PR #296, opened 2026-08-27
Recognise diff headers by position so a credential cannot dodge the secret scan

### LINKED ISSUE #280: Secret scanner skips any added line whose content begins with "++", so a credential can evade the always-on scan
## Summary

`SecretScanEvaluator` decides which diff lines to inspect with:

```ts
if (!line.startsWith("+") || line.startsWith("+++")) return;
```

The second test is meant to skip the `+++ b/path` file header. But a diff prefixes every added line with `+`, so a **file line whose own content starts with `++`** arrives as `+++…` and is skipped along with the headers. A credential on such a line is never scanned.

This is pre-existing and is not introduced by any open PR. Found while pre-auditing #232, which feeds the scanner a synthetic diff — that construction turns out to be correct and consistent with real diffs, and it inherits this behaviour rather than causing it.

## Reproduction

Verified by calling the evaluator directly (`passed = true` means nothing was detected):

| Input | `passed` |
| --- | --- |
| `+++ b/a.txt` / `+AKIAIOSFODNN7EXAMPLE` | **false** — detected, correct |
| `+++ b/a.txt` / `+++AKIAIOSFODNN7EXAMPLE` | **true** — missed |
| a full unified diff (`diff --git` / `---` / `+++` / `@@`) whose added line is `++AKIAIOSFODNN7EXAMPLE` | **true** — missed |

The third row is the important one: the evasion is not an artefact of a synthetic diff. It works against the real diff the scan normally runs on, so it applies to the always-on blocking scan every change is subject to.

## Why the obvious one-character fix is not enough

Tightening the header test to `line.startsWith("+++ ")` (with a trailing space) fixes the exact case above, because git always writes `+++ b/path`. It does not fix content beginning with `++ ` (two pluses and a space), which still renders as `+++ ` and is still skipped.

The robust fix is to parse the diff structurally rather than by line prefix: track position, treat `---`/`+++` as headers only where a header is expected (immediately after `diff --git`, before the first `@@`), and treat everything after a hunk header as content. Then strip exactly one `+` and scan the remainder, so the scanned text is the real file line.

## Severity

Defense-in-depth evasion rather than privilege escalation: it requires someone deliberately shaping a line to dodge the scanner, and the scan is one control among several. But it is a blocking, always-on control that can be stepped around with knowledge of the implementation, and the fix is contained to one function.

Worth adding regression cases for both `++`-prefixed and `++ `-prefixed content when this is fixed, since neither is covered today.

jlamoreaux:
## Summary

`SecretScanEvaluator` decided which diff lines to inspect by prefix. `main` already carries the one-character tightening the issue anticipated — `startsWith("+++ ")`, with the trailing space — which closes `++`-prefixed content. It does **not** close the case the issue explicitly says it will not close: a file line whose own content begins with `++ ` (two pluses and a space) arrives in the diff as `+++ …`, is read as a file header, and is never scanned.

This is a blocking, always-on control every change passes through, and it could be stepped around by anyone who knows the implementation.

The fix is the structural parse the issue asks for. A single-pass walk holds two pieces of state — whether we are inside a hunk body, and whether the previous line was a `--- ` old-file header — and classifies from git's own structure:

- `diff --git ` starts a file and resets both flags.
- `@@` starts a hunk body.
- Before any hunk, `--- ` is the old-file header.
- `+++ ` is the new-file header **only when it immediately follows that `--- ` line**. Git always emits the pair adjacently, so a `+++ …` line anywhere else is content.
- Everything else beginning with `+` is an added line: strip exactly one `+`, scan the rest — so the patterns see the real file line rather than one with a marker welded to its first token.

There is now no shape a content line can take to be mistaken for a header.

## Two deliberate deviations, both worth review

**1. Anchored on the header pair, not on `@@`.** The issue says to "treat everything after a hunk header as content", which is the stricter reading. But the suite's own `makeDiff` helper emits `diff --git` / `--- ` / `+++ ` and then added lines with **no `@@` at all** — a parser gated on `@@` would skip every added line in the existing corpus. A scanner that silently scans nothing is a far worse failure than the one being fixed, so the parse is tolerant of a hunk-less diff (and of a bare list of `+` lines) while still classifying headers correctly.

**2. An unpaired `+++ ` line is now treated as content.** A `+++ ` with no `--- ` before it is not where git puts a header. Erring toward scanning is the right direction for a blocking security gate: a false positive is a blocked change with a stated reason, a false negative is a leaked credential. A real diff always carries the pair, so a genuine header is never caught by this.

That second point **changed an existing test.** `still skips the real +++ b/path file header` asserted that a bare `+++ b/<secret-shaped-path>.ts` fragment is skipped. It is rewritten to use a realistic `diff --git` / `--- ` / `+++ ` / `@@` sequence, where the intent it was protecting — a header path containing a secret-shaped substring must not be reported as content — still holds and is still asserted. Flagging it since a rewritten security assertion deserves a second pair of eyes.

### Explicitly not in scope

- New patterns, threshold changes, entropy tuning.
- **Changing the reported line number** from a diff-line index to a file-line number. The structural walk makes real file numbers derivable, but changing what the number means is behaviour-visible and existing consumers read the current one.
- Removed and context lines — the gate is about what a change *introduces*.

## Related issues

Closes #280

## Type of change

- [x] Bug fix
- [ ] New feature
- [ ] Refactor / cleanup
- [ ] Documentation
- [ ] Other:

## How was this verified?

Five cases in the `added lines whose own text starts with ++` block, covering both shapes the issue names as uncovered:

1. **`++`-prefixed content** (`+++text`) — already passing on `main`; retained as a guard.
2. **`++ `-prefixed content** (`+++ text`) — the case the trailing-space fix does not close.
3. **An unpaired `+++ ` line** — documents deviation 2 above.
4. **A multi-file diff** where the second file hides the credential — guards against header state leaking across files.
5. **A removed line starting with `-- `** (a SQL comment rendering as `--- …` inside a hunk) — guards against a removal setting up header state that then swallows the next added line.

Cases 2–5 **fail against the pre-fix scanner** and pass with it. I initially had cases 4 and 5 built with the wrong marker depth — they passed in both directions, which is how I caught it; the fixtures are corrected so both genuinely exercise the evasion.

- [x] `npm test` — 2197 passed, 27 skipped, 0 failed (145 files)

## Checklist

- [x] Docs updated where the change makes them inaccurate — swept `README.md`, `AGENTS.md`, `CONTRIBUTING.md`, `docs/`, and `website/`. The markdown descriptions ("a secret scan is always on and always blocking") stay true. The one piece of prose this invalidates is the `scanContentForSecrets` JSDoc, which described the skipped-as-a-header behaviour as current; it is corrected in this diff.
- [x] No secrets, tokens, or personal data committed — new fixtures follow the file's existing convention of splitting every credential-shaped literal across at least two parts

---

## Summary by CodeRabbit

* **Bug Fixes**
  * Improved secret scanning in diffs to detect secrets in added lines beginning with `++`.
  * More accurately distinguishes file headers from content, including across multiple files.
  * Preserved correct handling of removed lines and diff boundaries.

* **Documentation**
  * Clarified how direct content scanning handles lines beginning with `++`.

### DIFF
--- a/src/evaluation/secret-scanner.ts
+++ b/src/evaluation/secret-scanner.ts
@@ -149,12 +149,13 @@ function matchSecret(line: string): string | undefined {
 /**
  * Scan raw file content — not a diff — for secrets.
  *
- * Callers that hold the literal bytes about to be committed must use this
+ * Callers that hold the literal bytes about to be committed should use this
  * rather than synthesising a diff to feed `SecretScanEvaluator.evaluate`.
- * Prefixing content lines with "+" is not a lossless encoding: a content line
- * that itself starts with "++" becomes "+++…", which the diff reader skips as
- * a file header, and the secret on it is never scanned. Scanning the content
- * directly removes that escape entirely.
+ * Prefixing content lines with "+" is not a lossless encoding — a content line
+ * starting with "++" is indistinguishable from a "+++" file header by prefix
+ * alone — so the evaluator recovers the distinction from the diff's structure
+ * instead. Scanning content directly needs no such recovery, and is the
+ * simpler thing to reason about when the bytes are already in hand.
  *
  * @returns One issue string per finding, empty when the content is clean.
  */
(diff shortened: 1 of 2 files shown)


jlamoreaux:
@coderabbit review

jlamoreaux:
@coderabbit review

### [Task requirements]
Looking at the records above, return exactly the lines from the line with "5. **A removed" to the line with "## Checklist", both ends included.

### [Answer for this exercise]
5. **A removed line starting with `-- `** (a SQL comment rendering as `--- …` inside a hunk) — guards against a removal setting up header state that then swallows the next added line.

Cases 2–5 **fail against the pre-fix scanner** and pass with it. I initially had cases 4 and 5 built with the wrong marker depth — they passed in both directions, which is how I caught it; the fixtures are corrected so both genuinely exercise the evasion.

- [x] `npm test` — 2197 passed, 27 skipped, 0 failed (145 files)

## Checklist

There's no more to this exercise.